Finally he found a doctor emerging from the last door. “I’m Garrett Keating. I was told my sister, Caroline Keating-Spence-”

“Yes, Mr. Keating. She was here until late this afternoon. We just moved her a couple hours ago to a private room.”

“So she’s better.” For that instant, it was all he wanted to hear.

“You’ll need to speak with her doctor, but the nurse will tell you her room-”

More rigmarole. More running. He took the stairs rather than waiting for the elevator-he’d never been good at waiting, and there wasn’t a chance he could pretend to be patient tonight. Room 201. That’s where they told him to go. A private room with a twenty-four-hour monitor. Garrett suspected the monitor meant that either his sister wasn’t out of the woods yet or that they feared she’d try suicide again.

Even the nurse hadn’t specifically used the word suicide, but Garrett immediately knew what she hadn’t said-because he knew his sister. This last year, once she’d mended the breach with her husband, Caroline had seemed solid and happy, not as fragile as she’d been for so long. Yet Garrett knew her. How the baggage of their childhood had affected her. How deeply she felt things. How fiercely she hid those feelings.

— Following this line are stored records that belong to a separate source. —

PR #14574, opened 2024-02-18
perf: fast path for COUNT(*) queries

### LINKED ISSUE #13521: Dedicated `RowCount` node in `LogicalPlan`.
### Description

This is probably the most executed query on large datasets. We materialize here where we shouldn't. For `parquet` and `ipc` we can use metadata. For `csv` and `(nd)json` we can use the row-iterators to produce a count.

@c-peters I hope you can take this one as a good intro to `lazy`.

c-peters:
This implements a specialized `Count` function in our logical plan which does not materialize the entire dataframe when performing `COUNT(*)` from a data source.

fix #13521


crates/polars-io/src/csv/parser.rs
```diff
@@ -1,11 +1,38 @@
...
 
 use super::buffer::*;
 use crate::csv::read::NullValuesCompiled;
 use crate::csv::splitfields::SplitFields;
 use crate::csv::CommentPrefix;
+use crate::utils::get_reader_bytes;
+
+/// Read the number of rows without parsing columns
+/// useful for count(*) queries
+pub fn count_rows(
```
ritchie46, line 16: If we first split chunks (like we do in the reader), and then use this function on the chunk_offsets, we have a parallel row-count. All logic should already be implemented.

crates/polars-plan/src/logical_plan/functions/count.rs
```diff
@@ -0,0 +1,88 @@
...
+            if is_cloud_url(path) {
+                #[cfg(not(feature = "cloud"))]
+                panic!(
+                "One or more of the cloud storage features ('aws', 'gcp', ...) must be enabled."
+            );
+
+                #[cfg(feature = "cloud")]
+                {
+                    let uri = path.to_string_lossy();
+                    get_runtime().block_on(async {
```
ritchie46, line 75: I think we should wrap this with the `with_concurrency_budget` helper.

crates/polars-plan/src/logical_plan/optimizer/count_star.rs
```diff
@@ -0,0 +1,85 @@
...
+pub(super) struct CountStar;
+
+impl CountStar {
+    pub(super) fn new() -> Self {
+        Self
+    }
+}
+
+impl OptimizationRule for CountStar {
+    // Replace select count(*) from datasource with specialized map function
```
ritchie46, line 14:
```suggestion
    // Replace select count(*) from datasource with specialized map function.
```

crates/polars-plan/src/logical_plan/optimizer/count_star.rs
```diff
@@ -0,0 +1,85 @@
...
+) -> Option<FileScan> {
+    match lp_arena.get(node) {
+        ALogicalPlan::Union { inputs, .. } => {
+            // Preallocate right amount in case of globbing
+            if all_paths.is_empty() {
+                let _ = std::mem::replace(all_paths, Vec::with_capacity(inputs.len()));
+            }
+            let mut scan_type = None;
+            for input in inputs {
+                // We are assuming all scan_types to be the same type
```
ritchie46, line 62:
```suggestion
                // We are assuming all scan_types to be the same type.
```

ritchie46, line 62: Should we check that assumption and otherwise return `None`?

crates/polars-plan/src/logical_plan/optimizer/count_star.rs
```diff
@@ -0,0 +1,85 @@
...
+    // Replace select count(*) from datasource with specialized map function
+    fn optimize_plan(
+        &mut self,
+        lp_arena: &mut Arena<ALogicalPlan>,
+        _expr_arena: &mut Arena<AExpr>,
+        node: Node,
+    ) -> Option<ALogicalPlan> {
+        let mut paths = Vec::new();
+        visit_logical_plan_for_scan_paths(&mut paths, node, lp_arena).map(|scan_type| {
+            let placeholder = ALogicalPlan::DataFrameScan {
```
ritchie46, line 23: Maybe a comment here about why we need a placeholder. As the node expects an input.

ritchie46 (commented):
Nice! Great that we have this for most readers immediately. I think we can make the csv one parallel immediately, but it is also fine to leave it for a later PR as an optimization.

c-peters:
@ritchie46 , could you have a final look at the parallel csv part. If that was what you meant

crates/polars-plan/src/logical_plan/functions/count.rs
```diff
@@ -0,0 +1,89 @@
...
+        },
+    }
+}
+#[cfg(feature = "parquet")]
+pub(super) fn count_rows_parquet(
+    paths: &Arc<[PathBuf]>,
+    cloud_options: Option<&CloudOptions>,
+) -> PolarsResult<usize> {
+    paths
+        .iter()
```
ritchie46, line 65: I think we should branch the `async` and the `sync` on the outer level.

As it is currently, the `async` will do a sequantial cloud read and will block on that. This gives us no async benefit at all.

We should have a concurrent iterator for the async path.

We can do that with the `futures` crate we already depend on. Somewhat like this:

```rust
   // define futures
    let futures = collection
        .into_iter()
        .map(| | async { .. ).await });

   // await them all cocurrently
    try_join_all(futures).await
```

crates/polars-io/src/csv/parser.rs
```diff
@@ -1,11 +1,77 @@
...
+        &reader_bytes,
+        n_threads,
+        None,
+        separator,
+        quote_char,
+        eol_char,
+    );
+
+    POOL.install(|| {
+        file_chunks
```
ritchie46, line 57: Yeap, I think this is it.

On nit: we found that we often did accidentally `collect`-ed the iterator outside the `POOL`. So I want to enforce a style pattern that reduces the chance of us doing that.

```rust

let iter = collection.par_iter(..);

let result = POOL.install(|| iter.collect());

// in this case
let result = POOL.install(|| iter.sum());

```

jonashaag: I don't know if that's hard in Rust type-wise, but if it isn't, how about adding an API to the pool that makes it hard to make this mistake?

```
POOL.run(collection.par_iter(...).collect)
```

Or at least for the collect calls have

```
POOL.collect(collection.par_iter(...))
```

ritchie46: We could do that as well. Though I think that should be a follow up PR.

crates/polars-plan/src/logical_plan/functions/count.rs
```diff
@@ -0,0 +1,106 @@
...
+}
+
+#[cfg(all(feature = "parquet", feature = "async"))]
+async fn count_rows_cloud_parquet(
+    paths: &Arc<[PathBuf]>,
+    cloud_options: Option<&CloudOptions>,
+) -> PolarsResult<usize> {
+    let collection = paths.iter().map(|path| async {
+        let mut reader =
+            ParquetAsyncReader::from_uri(&path.to_string_lossy(), cloud_options, None, None)
```
ritchie46, line 99: We should wrap the concurrency budget here. With a budget of 1 per call. This will block an element if a the budget is exceeded.

ritchie46 (commented):
Almost! :)

ritchie46 (approved):

ritchie46:
Finally optimized the most run query in the world. :sunglasses:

Some people would never buy the farm, but Caroline was always someone who couldn’t quite close the gate to depression.

He scraped a hand through his hair and suddenly halted outside 201. He felt as if he’d been running hell-bent for leather for hours, which was fine but not how he wanted his sister to see him. He forced himself to stand still for a few minutes, pull it all together, concentrate on pulling off an image of calm strength.